EXERCISE OBJECTIVE: Your job is to copy the lines from the material that include "removed".

GIVEN DATA:
-=-=-

PR #1097, opened 2026-07-29
Remove version numbers of plugins inherited from parent pom.xml

desruisseaux:
The plugins must be upgraded for compatibility with Java 26. But we do not need any more to declare those version numbers ourselves. It is now sufficient to inherit them from the parent `pom.xml`.

This pull request opportunistically changes the `invoker.toolchain.jdk.version` property of an integration test to match the `pom.xml`.

### DIFF
--- a/pom.xml
+++ b/pom.xml
@@ -96,12 +96,8 @@ under the License.
 
     <project.build.outputTimestamp>2026-01-27T00:46:35Z</project.build.outputTimestamp>
 
-    <!-- TODO remove with next parent -->
-    <maven4x.site.path>plugins-archives/${project.artifactId}-LATEST-4.x</maven4x.site.path>
-    <version.maven-compiler-plugin>3.14.1</version.maven-compiler-plugin>
-    <version.maven-dependency-plugin>3.9.0</version.maven-dependency-plugin>
-    <version.maven-invoker-plugin>3.9.1</version.maven-invoker-plugin>
     <!-- 4.x publish -->
+    <maven4x.site.path>plugins-archives/${project.artifactId}-LATEST-4.x</maven4x.site.path>
     <maven.site.path>${maven4x.site.path}</maven.site.path>
 
     <maven.compiler.source />


src/it/multirelease-patterns/singleproject-toolchains/invoker.properties
```diff
@@ -15,4 +15,4 @@
 # specific language governing permissions and limitations
 # under the License.
 invoker.goals = verify -Pmulti-jar
-invoker.toolchain.jdk.version=1.9
+invoker.toolchain.jdk.version=1.8
```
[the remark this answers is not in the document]
desruisseaux: @elharo : the problem is that I don't know if this property means to run the test with the specified Java version, or if the specified Java version must be available. The `pom.xml` seems to expect a JDK 8 to be available.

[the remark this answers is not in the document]
desruisseaux: Ok, I removed the `invoker.toolchain.jdk.version` change. I verified that no matter if we set the Java version to 8 ot 9, the test is skipped anyway, both locally on my machine and in GitHub action.

As it stands today, the `it/multirelease-patterns/singleproject-toolchains` test is useless and should be either removed or changed into something which is actually executed.

slawekjaranowski (approved):

pom.xml
slawekjaranowski, line 105: We also should use `javaVersion` here 
https://maven.apache.org/pom/asf/

pom.xml
```diff
@@ -96,12 +96,8 @@ under the License.
...
     <project.build.outputTimestamp>2026-01-27T00:46:35Z</project.build.outputTimestamp>
 
-    <!-- TODO remove with next parent -->
-    <maven4x.site.path>plugins-archives/${project.artifactId}-LATEST-4.x</maven4x.site.path>
-    <version.maven-compiler-plugin>3.14.1</version.maven-compiler-plugin>
-    <version.maven-dependency-plugin>3.9.0</version.maven-dependency-plugin>
-    <version.maven-invoker-plugin>3.9.1</version.maven-invoker-plugin>
     <!-- 4.x publish -->
+    <maven4x.site.path>plugins-archives/${project.artifactId}-LATEST-4.x</maven4x.site.path>
     <maven.site.path>${maven4x.site.path}</maven.site.path>
```
slawekjaranowski, line 102: this can be changed to: `maven.site.path.suffix`
https://maven.apache.org/pom/maven/#site-publication

desruisseaux: Would the following be a replacement for both `<maven4x.site.pat>` and `<maven.site.path>`? In particular, would it include the `plugins-archives` part ?

```xml
<maven.site.path.suffix>LATEST-4.x</maven.site.path.suffix>
```

desruisseaux: Will apply the proposed changes in a separated commit. In particular, I would need to test the suffix one.

pom.xml
desruisseaux: Will apply in a future commit, I need a little bit of time for testing.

-=-=-

RESPONSE BELOW:
desruisseaux: Ok, I removed the `invoker.toolchain.jdk.version` change. I verified that no matter if we set the Java version to 8 ot 9, the test is skipped anyway, both locally on my machine and in GitHub action.
As it stands today, the `it/multirelease-patterns/singleproject-toolchains` test is useless and should be either removed or changed into something which is actually executed.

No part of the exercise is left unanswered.